"""

PR #67, opened 2024-10-04
chore: refactor core from module into subpackage

alkasm:
The core.py module was getting unwieldy. This PR moves each of the independent parts of the data model into their own files. This should not affect any lib users; existing imports for publicly exposed functions/types should remain the same. Hence, this is marked as a chore.

Terminology: "resource" in this description refers to the main types of our data model that we have modeled in the python client: Runs, Datasets, Attachments, LogSets, etc.

One minor annoyance with a naive refactor is the circular dependence nature of the client itself. The client is the main entrypoint to create/get resources. But those same resources also store a reference to the client so they can make API calls. So there's a circular reference of "client depends on resource which depends on client." This can cause an issue in importing modules in Python generally. That is solved in this PR by introducing a `ClientBunch` class which is just a holder for all the conjure request clients and the auth token. That holder doesn't have any dependence on the data types in this lib, so it can be referenced by the client and the resources without any circular dependence.

Along the same lines, all internal modules (i.e. those prefixed with _) don't depend on any of the resource types---just stdlib or third party libs, so they can also be included in any file without risk of circular dependence. And any helper functions that return a resource (e.g. `_get_dataset() -> Dataset`) should be able to live in the same module where the type itself is defined (e.g. nominal/core/dataset.py).


nominal/core/_utils.py
```diff
@@ -0,0 +1,47 @@
+from typing import Iterable, Protocol, TypeVar, runtime_checkable
+
+from .._utils import logger
+
+T = TypeVar("T")
+
+
+@runtime_checkable
+class HasRid(Protocol):
+    rid: str
```
alkasm, line 12: Previously I was just using a large union, but then I have to import all the resource types. This is a simple way to tag which types can have their RIDs extracted without actual hierarchies.

nominal/core/_utils.py
```diff
@@ -0,0 +1,49 @@
...
+
+
+def rid_from_instance_or_string(value: HasRid | str) -> str:
+    if isinstance(value, str):
+        return value
+    elif isinstance(value, HasRid):
+        return value.rid
+    raise TypeError("{value!r} is not a string nor an instance with a 'rid' attribute")
```
eidukas-drake, line 20: Missing f for format string?

nominal/core/_utils.py
```diff
@@ -0,0 +1,49 @@
...
+    """
+    for field in fields:
+        self.__dict__[field] = getattr(other, field)
+
+
+def construct_user_agent_string() -> str:
+    """Constructs a user-agent string with system & Python metadata.
+    E.g.: nominal-python/1.0.0b0 (macOS-14.4-arm64-arm-64bit) cpython/3.12.4
+    """
+    import importlib.metadata
```
eidukas-drake, line 36: Move to top of file? Or is there a specific reason to import within the function?

nominal/core/attachment.py
```diff
@@ -0,0 +1,90 @@
...
+            rid=attachment.rid,
+            name=attachment.title,
+            description=attachment.description,
+            properties=MappingProxyType(attachment.properties),
+            labels=tuple(attachment.labels),
+            _clients=clients,
+        )
+
+
+def _iter_get_attachments(clients: ClientsBunch, rids: Iterable[str]) -> Iterable[Attachment]:
```
eidukas-drake, line 86: Doesn't seem used in this file-- should we name it without the underscore (public) or move it to the file where it's used?

nominal/core/client.py
```diff
@@ -0,0 +1,497 @@
...
+        name, value = property
+        q = scout_run_api.SearchQuery(property=scout_run_api.Property(name=name, value=value))
+        queries.append(q)
+    return scout_run_api.SearchQuery(and_=queries)
+
+
+def _verify_csv_path(path: Path | str) -> tuple[Path, FileType]:
+    path = Path(path)
+    file_type = FileType.from_path_dataset(path)
+    if file_type.extension not in (".csv", ".csv.gz"):
```
eidukas-drake, line 476: Should this super me a class constant in FileType? (Assuming we wrote that)... some ALLOWED_EXTENSIONS?

eidukas-drake (commented):
Overall good change, just some small style comments / nits / questions

nominal/core/_utils.py
alkasm: good catch! should get a linter running at some point soon.

nominal/core/attachment.py
alkasm: Definitely intentional to keep it internal with the underscore. I kept these types of helper functions with their resource, since it's used in multiple files (I think this one is in run.py and client.py). Not sure the best place to put them otherwise, we could have a module just for some basic conjure helpers tho?

nominal/core/client.py
alkasm: Hmm, there is a diff between what's allowed by the API vs what's allowed by certain functions. In this case the function is validating that the path is an allowed CSV explicitly

nominal/core/_utils.py
alkasm, line 20:
```suggestion
    raise TypeError(f"{value!r} is not a string nor an instance with a 'rid' attribute")
```

nominal/core/_utils.py
alkasm: Ya I should probs move these since pretty much any nominal script will end up calling this func

nominal/core/attachment.py
alkasm: for sure, but I think there's some risk of circular dependence with that. In general the utilities don't depend on the other files to avoid that. Maybe we just say these helper functions should return/use conjure types, not `nominal.core` types and then it'll be chill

"""

• _REQUIREMENT_
Copy nothing beyond the line containing "The core.py module". Transcribe exactly from the first line of the entries down to that line, inclusive.

• _EXERCISE ANSWER_
PR #67, opened 2024-10-04
chore: refactor core from module into subpackage

alkasm:
The core.py module was getting unwieldy. This PR moves each of the independent parts of the data model into their own files. This should not affect any lib users; existing imports for publicly exposed functions/types should remain the same. Hence, this is marked as a chore.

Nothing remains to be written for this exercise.